PR #1478, opened 2022-04-07
Add s3 cost estimate to tests

bojanserafimov:
I add two metrics that estimate our s3 costs in tests. Example results:

Before LSM tree:
```
test_pgbench[zenith].data_uploaded: 227 MB
test_pgbench[zenith].num_files_uploaded: 160
```

After LSM tree:
```
test_pgbench[zenith].data_uploaded: 73 MB
test_pgbench[zenith].num_files_uploaded: 2
```

The numbers will change as we play with layer sizes, image heuristics, compression, etc. I assume it will be nice to have this test handy in the future.


pageserver/src/layered_repository.rs
```diff
@@ -1523,6 +1538,15 @@ impl LayeredTimeline {
                 &metadata,
                 false,
             )?;
+
+            // Update upload metrics
+            for path in vec![new_delta_path.clone()] {
```
SomeoneToIgnore, line 1543: This all should go below `self.upload_layers.load(atomic::Ordering::Relaxed)`, the upload is not enabled by default and not happening.

Also, the whole `vec![new_delta_path.clone()]` seems to be redundant, since `File` is capable of opening `&Path` too?

SomeoneToIgnore (commented):
Nice idea.

IMO, with the current way of reporting the new values, we should either add "estimate" to the metric labels and descriptions, or move the reporting below the `if`.

pageserver/src/layered_repository.rs
bojanserafimov: Ah sorry the vec! stuff slipped. I'll clean it up.

I want a way to count without actually uploading, which is great for tests. I guess there are better ways to write that code to make sure we don't forget to count. I'll see if there's an easy fix.

SomeoneToIgnore: Another way to achieve this would be adding a tag to actually display, if this data was sent to the remote storage and add more logic to determine that tag, something like: 

```
static ref BYTES_SCHEDULED_FOR_UPLOAD: zenith_metrics::IntCounterVec =
    zenith_metrics::register_int_counter_vec!(
        "pageserver_bytes_scheduled_for_upload",
        "Total bytes estimated to be uploaded to the cloud storage, tagged by an actual upload event [uploaded|skipped]",
        &["uploaded", "skipped"]
    )
    .expect("failed to define a bytes scheduled for upload metric");
```

bojanserafimov: I dialed back the language so that the names don't suggest files were actually uploaded. I want to avoid adding test-only metrics to prod.

SomeoneToIgnore (approved):
I think we would eventually need those tags anyway, but this is a good start.

bojanserafimov:
Is there a way to restart the `zenith-remote-ci` test without pushing? It seems more stuck than pending.

pageserver/src/layered_repository.rs
```diff
@@ -1523,6 +1539,12 @@ impl LayeredTimeline {
                 &metadata,
                 false,
             )?;
+
+            // Update upload metrics
+            let new_delta_size = File::open(&new_delta_path)?.metadata()?.len();
```
LizardWizzard, line 1544: There is no need to open a file in order to get a metadata for it. `.metadata` is available on [PathBuf](https://doc.rust-lang.org/stable/std/path/struct.PathBuf.html#method.metadata)

LizardWizzard (approved):
Title become a bit misleading but I like the patch :)

To measure true s3 metrics we can instrument RemoteStorage impl directly. We can even try to convert bytes/operation counts to $

bojanserafimov:
@stepashka FYI here's the new metric https://observer.zenith.tech/d/fWLvMUJ7z/annotations-experiments?orgId=1&from=now-2d&to=now&viewPanel=16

- - - - -

### Problem statement
Please restate the preceding entries word for word.

### Result for this exercise
PR #1478, opened 2022-04-07
Add s3 cost estimate to tests

bojanserafimov:
I add two metrics that estimate our s3 costs in tests. Example results:

Before LSM tree:
```
test_pgbench[zenith].data_uploaded: 227 MB
test_pgbench[zenith].num_files_uploaded: 160
```

After LSM tree:
```
test_pgbench[zenith].data_uploaded: 73 MB
test_pgbench[zenith].num_files_uploaded: 2
```

The numbers will change as we play with layer sizes, image heuristics, compression, etc. I assume it will be nice to have this test handy in the future.


pageserver/src/layered_repository.rs
```diff
@@ -1523,6 +1538,15 @@ impl LayeredTimeline {
                 &metadata,
                 false,
             )?;
+
+            // Update upload metrics
+            for path in vec![new_delta_path.clone()] {
```
SomeoneToIgnore, line 1543: This all should go below `self.upload_layers.load(atomic::Ordering::Relaxed)`, the upload is not enabled by default and not happening.

Also, the whole `vec![new_delta_path.clone()]` seems to be redundant, since `File` is capable of opening `&Path` too?

SomeoneToIgnore (commented):
Nice idea.

IMO, with the current way of reporting the new values, we should either add "estimate" to the metric labels and descriptions, or move the reporting below the `if`.

pageserver/src/layered_repository.rs
bojanserafimov: Ah sorry the vec! stuff slipped. I'll clean it up.

I want a way to count without actually uploading, which is great for tests. I guess there are better ways to write that code to make sure we don't forget to count. I'll see if there's an easy fix.

SomeoneToIgnore: Another way to achieve this would be adding a tag to actually display, if this data was sent to the remote storage and add more logic to determine that tag, something like: 

```
static ref BYTES_SCHEDULED_FOR_UPLOAD: zenith_metrics::IntCounterVec =
    zenith_metrics::register_int_counter_vec!(
        "pageserver_bytes_scheduled_for_upload",
        "Total bytes estimated to be uploaded to the cloud storage, tagged by an actual upload event [uploaded|skipped]",
        &["uploaded", "skipped"]
    )
    .expect("failed to define a bytes scheduled for upload metric");
```

bojanserafimov: I dialed back the language so that the names don't suggest files were actually uploaded. I want to avoid adding test-only metrics to prod.

SomeoneToIgnore (approved):
I think we would eventually need those tags anyway, but this is a good start.

bojanserafimov:
Is there a way to restart the `zenith-remote-ci` test without pushing? It seems more stuck than pending.

pageserver/src/layered_repository.rs
```diff
@@ -1523,6 +1539,12 @@ impl LayeredTimeline {
                 &metadata,
                 false,
             )?;
+
+            // Update upload metrics
+            let new_delta_size = File::open(&new_delta_path)?.metadata()?.len();
```
LizardWizzard, line 1544: There is no need to open a file in order to get a metadata for it. `.metadata` is available on [PathBuf](https://doc.rust-lang.org/stable/std/path/struct.PathBuf.html#method.metadata)

LizardWizzard (approved):
Title become a bit misleading but I like the patch :)

To measure true s3 metrics we can instrument RemoteStorage impl directly. We can even try to convert bytes/operation counts to $

bojanserafimov:
@stepashka FYI here's the new metric https://observer.zenith.tech/d/fWLvMUJ7z/annotations-experiments?orgId=1&from=now-2d&to=now&viewPanel=16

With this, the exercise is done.